O combate ao crime não prescinde do respeito às formas jurídicas, diz Grupo Prerrogativas em nota

Para o Prerrô, a criminalização da advocacia revela o caráter autoritário e ilegal que marca o sistema de justiça nos últimos anos.

Jornal GGN – Diante dos fatos ocorridos nesta quarta-feira, com o operação espetaculosa ligada à Lava Jato com claro fito de desmoralização da advocacia, o Grupo Prerrogativas soltou nota de repúdio. Para o Prerrô, a criminalização da advocacia revela o caráter autoritário e ilegal que marca o sistema de justiça nos últimos anos.

Leia a nota a seguir.

Nota do Grupo Prerrogativas

A mais nova fase da autodenominada Operação Lava Jato no Rio de Janeiro, com a deflagração de busca em diversos escritórios de advocacia, além de denúncia em face de advogados, segue a longa tradição de ilegalidades e abuso de poder que vem caracterizando a famigerada operação.

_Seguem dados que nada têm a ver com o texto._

PR #354, opened 2026-07-01
Add the definiton of vendor-specific function "dut.StartBootz()".

Chounoki:


test/dut/dut.go
```diff
@@ -0,0 +1,40 @@
...
+func StartBootz(dhcp bool) error {
+	var err error
+
+	log.Infof("=============================================================================")
+	log.Infof("Starting the Bootz process on the DUT (DHCP: %v)", dhcp)
+	log.Infof("=============================================================================")
+
+	// Implement the logic here to start the Bootz process on the DUT.
+	// You can either use your own organization's private libraries to directly control your switch chassis via any vendor-specific APIs,
+	// or employ the Ondatra library (https://github.com/openconfig/ondatra) to indirecly control your switch chassis via the connected ATE if any.
```
gmacf: If we plan on giving vendors the option to use Ondatra, you need some way to pass the DUT binding to this package from the test. 

At minimum, you need to pass in a testing.TB object from the parent test. See https://pkg.go.dev/github.com/openconfig/ondatra#DUTs

test/README.md
```diff
@@ -17,19 +17,23 @@ chassis of your choice.
 
 We provide two methods to run the Bootz test.
 
-- Bare Metal Method
+- Bare Metal Manul Test Method
```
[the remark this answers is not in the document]
Chounoki: Done.

test/README.md
```diff
@@ -117,35 +128,35 @@ You can choose to test the DHCP Bootz flow or the DHCP-less Bootz flow.
...
    service.
 
    `./run_dhcp_only.sh`
 
    NOTE: DHCP service needs root privilege to bind to the Ethernet interface.
 
-1. Connect the management port of your switch chassis to the Ethernet port of
-   the PC.
+3. Run the command below in another terminal to build the Monax SUTs
+   (Bootz, HTTP), then `dut.StartBootz()` fucntion will be called to start the
```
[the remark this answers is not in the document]
Chounoki: Done.

test/dut/dut.go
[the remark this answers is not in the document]
Chounoki: Done.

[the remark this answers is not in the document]
Chounoki: Done.

test/README.md
```diff
@@ -117,35 +128,35 @@ You can choose to test the DHCP Bootz flow or the DHCP-less Bootz flow.
...
+1. Configure the management interface of your switch chassis with a static IP
    from the same subnet of the PC.
 
-3. Connect the management port of your switch chassis to the Ethernet port of
+2. Connect the management port of your switch chassis to the Ethernet port of
    the PC.
 
-4. Run the DHCP-less Bootz commands on your switch chassis to begin the testing.
+3. Run the command below in a terminal to build the Monax SUTs (Bootz, HTTP),
+   then `dut.StartBootz()` fucntion will be called to start the testing
```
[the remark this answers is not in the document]
Chounoki: Done.

test/dut/dut.go
Chounoki: My current plan is to let the vendors do all the Ondatra instantiation and bindings (if needed) inside this `dut` package.
Will that suffice?

gmacf: Generally, Ondatra bindings are acquired through the Go testing framework which is why most of those functions require access to the TB object. 

This seems to be impossible in this case because monax_bootz.go is a standalone Go binary and not a go_test and so doesn't have access to that object. Would it be possible to make this into a Go test instead of a binary?

Chounoki: Yes, I plan to change it from current binary to test later once we have a method implemented to judge the test result.

Should I change it now? Currently we don't have a way to judge and end the test with success/failure.

gmacf: I think that's fine then, let's do those changes in a future PR. For now just a TODO would be good.

gmacf (approved):

test/dut/dut.go
Chounoki: Roger. Thanks!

A tentativa de criminalização da advocacia, a partir de delação premiada de um dos investigados, revela, mais uma vez, o caráter autoritário e ilegal que marca a atuação do sistema de justiça brasileiro nos últimos anos.

Além disso, a competência para eventual processo e julgamento de questões afetas a esse tema pertence à justiça estadual.

Adicione-se a tudo isso, o fato de que os relatos produzidos pelo delator em relação a indivíduos com foro especial, foram descartados pela Procuradoria-Geral da República.
Chama a atenção, por fim, a realização espetaculosa de busca e apreensão com denúncia já ofertada, com cobertura midiática tantas vezes usada pela Lava Jato, de modo a promover a condenação prévia dos investigados, exemplo típico de pirotecnia processual.

O combate ao crime não prescinde do respeito às formas jurídicas. Os melhores fins não justificam quaisquer meios. O devido processo legal e a presunção da inocência devem sempre prevalecer. Só há legitimidade na persecução penal caso estejam presentes as garantias constitucionais dos investigados e réus.

A criminalização do exercício da advocacia e a estigmatização prévia de acusados são intoleráveis e revelam a degradação da democracia e do Estado de direito. Havendo investigações relacionadas a condutas de advogados, estás devem observar os limites legais e jamais deteriorar a integridade da profissão e de suas prerrogativas.

Sem advocacia livre e respeitada em suas prerrogativas, não pode haver justiça.